May 10, 2018
While I was speaking at the Clever Content Conference in Copenhagen this April, my friend, Christian, proudly showed me his hometown Copenhagen. The city is not big and you can pretty much walk and bike everywhere. He and I walked around the town for 8 hours straight. I visited little mermaid, churches, the Royal garden and more. But I was mostly blown away by an area called Freetown Christiania. I was shocked that a place like this could exist in modern society. Christiania is a self-proclaimed autonomous anarchist district of about 850 to 1,000 residents, covering approx. 84 acres in Copenhagen. The people in Christiania have developed their own set of rules, independent of the Danish government. The rules forbid stealing, violence, guns etc. It started back in the 70’s with many hippies who cherished a progressive and liberal lifestyle. Of course, the idea was great and the utopia didn’t last. Crime organizations and gangsters quickly infiltrated the area.
In the middle of Christiania is Pusher Street where you can buy different grades of marijuana. But weed is not legal in Copenhagen, the people who are selling are not really law-abiding citizens. Therefore, when you walk down that street, you are not allowed to take pictures. These people don’t want their faces plastered all over social media.

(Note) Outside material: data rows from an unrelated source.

PR #2863, opened 2023-04-05
perf: optimize some conversions of unsigned ints to NSString

armcknight:
Some work done in a tight loop on the profiler's sampling thread used inefficient methods to convert integers to strings. We sped this up by using `snprintf`.

Targets to optimize:

- boxing unsigned integers to NSNumbers and converting to NSString with `-[NSNumber stringValue]`
- boxing to NSNumber and calling `sentry_formatHexAddress` which called `+[NSString stringWithFormat:]`
- directly formatting an unsigned int to a string with `[NSString stringWithFormat:@"%llu"`

Observed a **75% reduction in cost of doing the conversions** using Instruments, just in the profiler's sampling thread: https://www.notion.so/sentry/formatHexAddress-perf-optimization-6ce9e406e53b4d99aed2de591428599b?pvs=4

Converted a couple other usages in the SDK to also use the new function, so we get some other perf wins for free. There are still numerous usages of the older `sentry_formatHexAddress(NSNumber *)` that are using values from JSON-decoded `NSDictionary` instances in SentryCrashReportConverter, which could be a possible target for future optimizations by the Cocoa team.

# TODO

- [x] send a profile from current implementation using iOS-Swift, and then one from this changeset for the same operation, and compare them to make sure this doesn't break anything in subtle ways. tested the "fully blocking anr" in a manual transaction
    - `main`: https://sentry-sdks.sentry.io/profiling/profile/sentry-cocoa/d112e213125c483280ba883f15dd72b0/flamechart/?colorCoding=by+system+vs+application+frame&fov=0%2C0%2C14142140416%2C48&query=&sorting=call+order&tid=259&view=top+down
    - with changes: https://sentry-sdks.sentry.io/profiling/profile/sentry-cocoa/6496c43271564104b8a997de3ea5a645/flamechart/?colorCoding=by+system+vs+application+frame&fov=28102656%2C0%2C14030778368%2C48&query=&sorting=call+order&tid=259&view=top+down
image

#skip-changelog


Tests/SentryTests/SentryFormatterTests.swift
```diff
@@ -0,0 +1,32 @@
...
+            (0, "0"),
+            (1, "1"),
+            (123_456, "123456"),
+            (UInt64.max, "18446744073709551615")
+        ] {
+            XCTAssertEqual(sentry_stringForUInt64(UInt64(input)), expected)
+        }
+    }
+
+    func testFormatHexAddressPerformance() {
```
philipphofmann, line 25: `m`: `Measure` doesn't work in CI, as the baselines only work on the same computer config as you set them. If two engineers have the same MacBook with the same CPU and RAM, `measure` will fail if some code gets too slow. You didn't commit any baseline files, so it wouldn't work anyway. This test now only slows down CI, so we could also remove it.

Sources/Sentry/include/SentryFormatter.h
```diff
@@ -0,0 +1,36 @@
+#import <Foundation/Foundation.h>
+
+// 2 for the 0x prefix, plus 16 for the hex value, plus 1 for the null terminator
```
philipphofmann, line 3: `m`: Please document here somewhere how much faster `snprintf` is than `[NSString stringWithFormat:@"0x%016llx", [value unsignedLongLongValue]];`, so we know why we did this and don't change it back in the future.

philipphofmann (commented):
I'm surprised that `snprintf` is much faster than `sentry_formatHexAddress`. Thanks for the improvement.

Tests/SentryTests/SentryFormatterTests.swift
armcknight: Ah yeah, I only had this in there to compare some alternatives to snprintf. I;ll remove this.

Sources/Sentry/include/SentryFormatter.h
armcknight: I'll add something like the PR description here!

armcknight:
> I'm surprised that `snprintf` is much faster than `sentry_formatHexAddress`. Thanks for the improvement.

I think it comes down to all the extra allocations around NSStrings (even for the literal format string) and conversion of NSNumber back to an unsigned long long, both of which are avoided in the new version (and avoiding boxing the ull's to NSNumbers in the first place solely to pass them to this function is an extra benefit).

Sources/Sentry/include/SentryFormatter.h
armcknight: added here: https://github.com/getsentry/sentry-cocoa/pull/2863/commits/8a345884c4e1a32453fc7dd832e5e576d9c66cc1

philipphofmann (commented):
@armcknight, what's stopping us from making this ready for review?

armcknight:
@philipphofmann this one's ready for you now!

CHANGELOG.md
```diff
@@ -5,6 +5,7 @@
 ### Fixes 
 
 - Ensure the current GPU frame rate is always reported for concurrent transaction profiling metrics (#2929)
+- Improved performance serializing profiling data (#2863)
```
philipphofmann, line 8: `m`: I think that needs to move up a bit.

philipphofmann (approved):
Thanks, @armcknight, for this performance improvement 👏 😃 . The changelog needs some fixes, I believe. LGTM.

CHANGELOG.md
armcknight: Are you looking at ordering by PR number? I haven't really cared about it too much, but am happy to start.

armcknight:
The only CI failures were codecov, but only because the test coverage was not properly assessed for the header implementations. There is indeed test coverage for them.

CHANGELOG.md
philipphofmann: No, I thought the entry was in an already-released section, but I maybe was mistaken; sorry.

PR #2864, opened 2023-04-06
ref: remove some dead code

armcknight:
I was looking at a couple places where we use a dynamic key to insert values into dictionaries as possible candidates for an exception to be thrown, and found a couple macros that expand to such code, but don't appear to be used in the codebase.

#skip-changelog


armcknight:
tests should pass after merging https://github.com/getsentry/sentry-cocoa/pull/2867

philipphofmann (approved):
LGTM, it's always great to see dead code deleted 😀.

PR #2866, opened 2023-04-06
ref: convert an sprintf call to snprintf

armcknight:
I tried running some tests with the address sanitizer and compilation failed because of these usages of `sprintf`. `stdio.h` now declares it with the following deprecation notice:

> This function is provided for compatibility reasons only.  Due to security concerns inherent in the design of sprintf(3), it is highly recommended that you use snprintf(3) instead.

I'm not sure why that only surfaces when running with ASAN.


armcknight:
tests should pass after merging https://github.com/getsentry/sentry-cocoa/pull/2867

Sources/SentryCrash/Recording/SentryCrashReport.c
```diff
@@ -913,14 +913,16 @@ writeNotableStackContents(const SentryCrashReportWriter *const writer,
...
     }
     uintptr_t contentsAsPointer;
-    char nameBuffer[40];
+#define SENTRY_NAME_BUFFER_SIZE 40
+    char nameBuffer[SENTRY_NAME_BUFFER_SIZE];
     for (uintptr_t address = lowAddress; address < highAddress; address += sizeof(address)) {
         if (sentrycrashmem_copySafely(
                 (void *)address, &contentsAsPointer, sizeof(contentsAsPointer))) {
-            sprintf(nameBuffer, "stack@%p", (void *)address);
+            snprintf(nameBuffer, SENTRY_NAME_BUFFER_SIZE, "stack@%p", (void *)address);
```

When I was walking on that particular street, I could tell I was being watched, but the mood was light… People were talking and joking, but you could tell people were watching you.

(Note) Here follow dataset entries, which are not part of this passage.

PR #2876, opened 2023-04-07
fix: avoid screenshots with either dimension of 0

armcknight:
## :scroll: Description

I noticed a test error on a Runtime Issue breakpoint for the test case that tries to take a screenshot of a 0 width window, when setting up the graphics context. We should never even let it get that far. 

I'll still leave the check for the image size, just in case somehow a nonzero width/height window still produces an image like that. But I changed the `||` to a `&&` in the comparison to make sure that _both_ dimensions must be greater than zero; otherwise, there's not much customers could do with something like that.

Added new unit tests.

## :pencil: Checklist

### DIFF
--- a/Sources/Sentry/SentryScreenshot.m
+++ b/Sources/Sentry/SentryScreenshot.m
@@ -56,8 +56,7 @@
         if ([window drawViewHierarchyInRect:window.bounds afterScreenUpdates:false]) {
             UIImage *img = UIGraphicsGetImageFromCurrentImageContext();
             // this shouldn't happen now that we discard windows with either 0 height or 0 width,
-            // but still, we shouldn't send any images with either one. previously we'd allow a 0
-            // dimension. change the || to &&
+            // but still, we shouldn't send any images with either one.
             if (LIKELY(img.size.width > 0 && img.size.height > 0)) {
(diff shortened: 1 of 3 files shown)


brustolin (approved):
LGTM

Sources/Sentry/SentryScreenshot.m
```diff
@@ -43,11 +44,21 @@ - (void)saveScreenShots:(NSString *)imagesDirectoryPath
...
+            continue;
+        }
+        UIGraphicsBeginImageContext(size);
 
         if ([window drawViewHierarchyInRect:window.bounds afterScreenUpdates:false]) {
             UIImage *img = UIGraphicsGetImageFromCurrentImageContext();
-            if (img.size.width > 0 || img.size.height > 0) {
+            // this shouldn't happen now that we discard windows with either 0 height or 0 width,
+            // but still, we shouldn't send any images with either one. previously we'd allow a 0
+            // dimension. change the || to &&
```
armcknight, line 60:
```suggestion
            // this shouldn't happen now that we discard windows with either 0 height or 0 width,
            // but still, we shouldn't send any images with either one.
```

philipphofmann (approved):
Thanks, LGTM 👏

In that area, graffiti everywhere. All the houses are built with recycled material. None of these houses have solid foundations. It seems that there are public showers for residents. Even though people say no rules apply to Christiania there are clearly unwritten rules or codes that people live by. Because of that, the area is not dirty and there are no piles of smelly trash. So, despite the anarchy, there are still rules that people need to follow so that the community won’t fall into chaos. It’s called Freetown, but it’s not so free that you can do anything you want if it messes up the community.

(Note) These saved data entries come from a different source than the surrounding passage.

PR #2879, opened 2023-04-07
feat: Core data operation in the main thread

### LINKED ISSUE #2873: DB on the main thread: Core Data
Performing DB queries on the main thread can lead to performance issues. To enable a performance issue detector on the backend to detect such queries, extend existing DB instrumentation to report whether the query was executed on the main thread.

brustolin:
## :scroll: Description

Adding extra information to a core data span when running in the main thread

close #2873 

Unit tests

## :pencil: Checklist

### DIFF
--- a/Sources/Sentry/include/SentryNSProcessInfoWrapper.h
+++ b/Sources/Sentry/include/SentryNSProcessInfoWrapper.h
@@ -4,7 +4,6 @@ NS_ASSUME_NONNULL_BEGIN
 
 @interface SentryNSProcessInfoWrapper : NSObject
 
-@property (class, readonly) SentryNSProcessInfoWrapper *shared;
 @property (nonatomic, readonly) NSString *processDirectoryPath;
 @property (nullable, nonatomic, readonly) NSString *processPath;
 @property (readonly) NSUInteger processorCount;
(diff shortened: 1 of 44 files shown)


Sources/Sentry/include/SentryNSProcessInfoWrapper.h
```diff
@@ -4,6 +4,7 @@ NS_ASSUME_NONNULL_BEGIN
 
 @interface SentryNSProcessInfoWrapper : NSObject
 
+@property (class, readonly) SentryNSProcessInfoWrapper *shared;
```
armcknight, line 7: Is there any way we can do what you need without introducing more singletons? Can you let us know why it's better/necessary to convert this to a singleton?

brustolin: Yes its possible, by creating another instance of SentryNSProcessInfoWrapper.
`SentryNSProcessInfoWrapper` consist of 3 functions that pass forward the call to another API, it does not have any variables nor any behaviour. Why should we allocated memory to hold reference to it every time we need?

philipphofmann (commented):
Almost LGTM, thanks @brustolin 👍

philipphofmann (approved):
LGTM 🎉

PR #2885, opened 2023-04-11
chore: Fixing CI

brustolin:
Trying to understand what is going on with CI and iOS 12.

_#skip-changelog_


brustolin:
I change it too much just to revert and add the final solution. I will close this PR and open a new one.

PR #2889, opened 2023-04-11
Chore : Fixing CI

brustolin:
This PR changes two things:

- Remove UITests for iOS 12 from running in the GH simulators. We still run it with SauceLabs.
- Remove Unit tests for view hierarchy from running on iOS 12 tests. GH is hanging when running this tests. We have view hierarchy enabled for UI tests that run in Saucelabs and iOS 12.

_#skip-changelog_

### DIFF
--- a/Sentry.xcodeproj/xcshareddata/xcschemes/Sentry.xcscheme
+++ b/Sentry.xcodeproj/xcshareddata/xcschemes/Sentry.xcscheme
@@ -88,9 +88,6 @@
                <Test
                   Identifier = "SentryUIApplicationTests/test_applicationWithScenes_noWindow()">
                </Test>
-               <Test
-                  Identifier = "SentryViewHierarchyTests">
-               </Test>
             </SkippedTests>
          </TestableReference>
          <TestableReference
--- a/Sentry.xcodeproj/xcshareddata/xcschemes/Sentry.xcscheme
+++ b/Sentry.xcodeproj/xcshareddata/xcschemes/Sentry.xcscheme
@@ -88,6 +88,9 @@
                <Test
                   Identifier = "SentryUIApplicationTests/test_applicationWithScenes_noWindow()">
                </Test>
+               <Test
+                  Identifier = "SentryViewHierarchyTests">
+               </Test>
             </SkippedTests>
          </TestableReference>
          <TestableReference
--- a/Sources/Sentry/SentryAppStartTracker.m
+++ b/Sources/Sentry/SentryAppStartTracker.m
@@ -35,7 +35,9 @@ SentryAppStartTracker ()
 @property (nonatomic, assign) BOOL wasInBackground;
 @property (nonatomic, strong) NSDate *didFinishLaunchingTimestamp;
 @property (nonatomic, assign) BOOL enablePreWarmedAppStartTracing;
-
+#    if TEST
+@property (nonatomic) BOOL isRunning;
+#    endif
 @end
 
 @implementation SentryAppStartTracker
@@ -67,6 +69,9 @@ SentryAppStartTracker ()
         self.wasInBackground = NO;
         self.didFinishLaunchingTimestamp = [currentDateProvider date];
         self.enablePreWarmedAppStartTracing = enablePreWarmedAppStartTracing;
+#    if TEST
+        self.isRunning = NO;
+#    endif
     }
     return self;
 }
@@ -115,6 +120,10 @@ SentryAppStartTracker ()
 
 #    if SENTRY_HAS_UIKIT
     [self.appStateManager start];
+#    endif
+
+#    if TEST
+    self.isRunning = YES;
 #    endif
 }
 
@@ -208,8 +217,8 @@ SentryAppStartTracker ()
         SentrySDK.appStartMeasurement = appStartMeasurement;
     };
 
-    // With only running this once we know that the process is a new one when the following
-    // code is executed.
+// With only running this once we know that the process is a new one when the following
+// code is executed.
 // We need to make sure the block runs on each test instead of only once
 #    if TEST
     block();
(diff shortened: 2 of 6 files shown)


philipphofmann (approved):
LGTM

Tests/SentryTests/SentryViewHierarchyTests.swift
```diff
@@ -26,167 +34,185 @@ class SentryViewHierarchyTests: XCTestCase {
     }
 
     func test_Multiple_Window() {
-        let firstWindow = UIWindow(frame: CGRect(x: 0, y: 0, width: 10, height: 10))
-        let secondWindow = UIWindow(frame: CGRect(x: 0, y: 0, width: 10, height: 10))
+        if #available(iOS 14, *) {
```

Walking around Christiania made me think about creative development in marketing. Being creative doesn’t mean any boundaries. It’s quite the opposite. Without boundaries, it’s created for the sake of being creative. It’s random. It’s like using a bow to shoot arrows but without aim or a target.
The inception of a creative concept for a big marketing campaign needs to be guided by some sort of rules or boundaries. Those boundaries are set by a brand guide, messaging framework, campaign objectives and more. Therefore, you need to craft a creative brief which includes relevant information such as communications objectives, the name of the product, product value propositions, marketing channels where the campaign will run, target audience and calls-to-action. The brief should be 1-2 pages, not 30 slides. You set up some boundaries while leaving the creative director freedom to come up with several awesome ideas to guide your marketing campaigns. Constraints need to be set up in order for creativity to flourish. Rules need to be established even for anarchy to exist.
I was surprised that a place like Freetown Christiania is tolerated by the Danish government. This town adds a unique differentiator to the brand of Copenhagen. It drives more than 500,000 visitors a year and is the 4th most popular tourist spot of the city. When you have a chance to visit Copenhagen, please check it out.